The post-gig in-depth car park interview also covered the possibility of a new album in 2013. After all, people are already talking about it. Apparently there are five songs which would be best described as work in progress. Maybe you shouldn't bother holding your breath for it. I was also concerned about the apparent sacking of Birkenhead Van Hire. You might expect it to be some contractual disagreement at managerial level. But actually it's because Add Hire do minibuses that accommodate seating and storage space to the required capacity. And everybody gets to travel in luxury. I must say the seats looked like the ones Sir Alex gets at Old Trafford. So now you know. And what's all this about film soundtracks? Apparently top level negotiations took place with the makers of Seven Psychopaths, to a satisfactory conclusion. I had already agreed to see this film with my mate in Sheffield the following day. It's not quite the kind of thing where you would expect to hear HMHB. It's all good stuff, but stay away if you don't like blood and guts.
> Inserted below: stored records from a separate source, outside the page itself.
PR #1095, opened 2021-02-16
Dynamic culling

erikwijmans:
## Motivation and Context

Culling for dynamic objects.  This updates the local AABB to be in world coordinates if a scene node doesn't have a precomputed AABB.  Uses caching and lazy computation to be efficient (@mosra I think I have done this correctly, but I would appreciate a double check).

## How Has This Been Tested

Tests pass, in the viewer now you can see the number of culled objects increase as you add objects.

## Types of changes

### DIFF
--- a/src/esp/gfx/RenderCamera.cpp
+++ b/src/esp/gfx/RenderCamera.cpp
@@ -120,21 +120,17 @@ size_t RenderCamera::cull(
                           Mn::Matrix4>& a) {
         // obtain the absolute aabb
         auto& node = static_cast<scene::SceneNode&>(a.first.get().object());
-        Corrade::Containers::Optional<Mn::Range3D> aabb =
-            node.getAbsoluteAABB();
-        if (aabb) {
-          // if it has an absolute aabb, it is a static mesh
-          Cr::Containers::Optional<int> culledPlane =
-              rangeFrustum(*aabb, frustum, node.getFrustumPlaneIndex());
-          if (culledPlane) {
-            node.setFrustumPlaneIndex(*culledPlane);
-          }
-          // if it has value, it means the aabb is culled
-          return (culledPlane != Cr::Containers::NullOpt);
-        } else {
-          // keep the drawable if its node does not have an absolute AABB
-          return false;
+        // This updates the AABB for dynamic objects if needed
+        node.setClean();
+        const Mn::Range3D& aabb = node.getAbsoluteAABB();
+
+        Cr::Containers::Optional<int> culledPlane =
+            rangeFrustum(aabb, frustum, node.getFrustumPlaneIndex());
+        if (culledPlane) {
+          node.setFrustumPlaneIndex(*culledPlane);
         }
+        // if it has value, it means the aabb is culled
+        return (culledPlane != Cr::Containers::NullOpt);
       });
 
   return (newEndIter - drawableTransforms.begin());
--- a/src/esp/scene/SceneNode.cpp
+++ b/src/esp/scene/SceneNode.cpp
@@ -66,6 +66,11 @@ Mn::Vector3 SceneNode::absoluteTranslation() const {
     return absoluteTransformation_.translation();
 }
 
+Mn::Vector3 SceneNode::absoluteTranslation() {
+  setClean();
+  return absoluteTransformation_.translation();
+}
+
 const Mn::Range3D& SceneNode::getAbsoluteAABB() const {
   if (aabb_)
     return *aabb_;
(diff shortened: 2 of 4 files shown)


src/esp/scene/SceneNode.h
```diff
@@ -32,7 +32,8 @@ enum class SceneNodeType {
   OBJECT = 4,  // objects added via physics api
 };
 
-class SceneNode : public MagnumObject {
+class SceneNode : public MagnumObject,
+                  public Magnum::SceneGraph::AbstractFeature3D {
```
bigbike, line 36: My biggest concern comes from this inheritance. SceneNode is just a pure scene graph node, inherited from the MagnumObject, and a "feature" is an attachment on that node.
Logically, a class should not be a node and an attachment to that node at the same time. This is not a good design in my opinion.

Can we do it using "composition method" instead of "inheritance method"? Namely you created a new feature inherited from AbstractFeature3D, and add a "feature pointer" to this new feature in the SceneNode class?

src/esp/scene/SceneNode.cpp
```diff
@@ -47,5 +53,29 @@ const Mn::Range3D& SceneNode::computeCumulativeBB() {
...
+    return absoluteTransformation_.translation();
+}
+
+const Mn::Range3D& SceneNode::getAbsoluteAABB() const {
+  if (aabb_)
+    return *aabb_;
+  else {
+    if (!worldCumulativeBB_)
+      worldCumulativeBB_ = {
+          geo::getTransformedBB(getCumulativeBB(), absoluteTransformation_)};
```
bigbike, line 75: Glad to see `geo::getTransformedBB` becomes useful in this performance-critical project. I remembered I optimized this function so that it became 13x faster.

src/esp/scene/SceneNode.h
erikwijmans: This is the way it was recommended by the magnum docs and I believe it is the only way to do it: https://doc.magnum.graphics/magnum/scenegraph.html#scenegraph-features-caching

src/esp/scene/SceneNode.cpp
erikwijmans: Yeah!  The existence of that function and it being very fast is what makes this work well :)

bigbike:
@mosra: would you take a pass? Thanks!

src/esp/scene/SceneNode.cpp
mosra: > Logically, a class should not be a node and an attachment to that node at the same time. 

That's supported *by design*, and perfectly fine. (Unless your coding guidelines ban multiple inheritance.)

Could be also a member variable, but then everything becomes more verbose, and you'll need another derived class and...

src/esp/scene/SceneNode.h
mosra: > Logically, a class should not be a node and an attachment to that node at the same time. 

That's supported *by design*, and perfectly fine. (Unless your coding guidelines ban multiple inheritance.)

Could be also a member variable, but then everything becomes more verbose, and you'll need another derived class and...

src/esp/scene/SceneNode.cpp
```diff
@@ -47,5 +53,29 @@ const Mn::Range3D& SceneNode::computeCumulativeBB() {
...
+  worldCumulativeBB_ = Cr::Containers::NullOpt;
+
+  absoluteTransformation_ = absoluteTransformation;
+}
+
+Mn::Vector3 SceneNode::absoluteTranslation() const {
+  if (isDirty())
+    return absoluteTransformation().translation();
+  else
+    return absoluteTransformation_.translation();
```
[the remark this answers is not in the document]
erikwijmans: The rationale here was that this method is marked as const (and makes sense to be const).  I can cast around that tho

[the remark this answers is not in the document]
mosra: ooh, right

(add a non-const overload that saves the work at least in 50% of cases? :smile:)

src/esp/gfx/RenderCamera.cpp
```diff
@@ -120,21 +120,17 @@ size_t RenderCamera::cull(
...
+        node.setClean();
+        const Mn::Range3D& aabb = node.getAbsoluteAABB();
+
+        Cr::Containers::Optional<int> culledPlane =
+            rangeFrustum(aabb, frustum, node.getFrustumPlaneIndex());
+        if (culledPlane) {
+          node.setFrustumPlaneIndex(*culledPlane);
         }
+        // if it has value, it means the aabb is culled
+        return (culledPlane != Cr::Containers::NullOpt);
```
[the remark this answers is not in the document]
erikwijmans: Yeah, but I do like the explicitness of this

src/esp/scene/SceneNode.cpp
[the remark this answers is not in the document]
erikwijmans: Yeah, that's a good idea.

Skylion007 (approved):

aclegg3 (approved):
🎉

And bear in mind that all you get is about five seconds of the introduction to Trumpton Riots. But it will raise a smile, or maybe an eyebrow, when you see the hit factory of Blackwell, Blackwell, Crossley and Lloyd listed in the credits at the end.
The songs at Holmfirth were (very slack of me to forget to make a note of the times. I had thought about making some up, but couldn't be arsed).
Irk The Purists
When The Evening Sun Goes Down
My Baby Got The Yipps
Lock Up Your Mountain Bikes
99% Of Gargoyles
Joy In Leeuwarden
The Bastard Son Of Dean Friedman
The Best Things In Life
The Light At The End Of The Tunnel
Asparagus Next Left
All I Want For Christmas Is A Dukla Prague Away Kit
National Shite Day
Tending The Wrong Grave
Bob Wilson Anchor Man
Outbreak Of Vitas Gerulaitis
Used To Be In Evil Gazebo
Monmore Hare's Running
For What Is Chatteris?
Rock 'n' Roll Is Full Of Bad Wools
1966 And All That
We Built This Village On A Trad Arr Tune
Fix It So She Thinks Of Me
And three in the encore:
It's Cliched To Be Cynical At Christmas
Joy Division Oven Gloves
So that's it for another year. I suppose we all re-convene in Sheffield in February.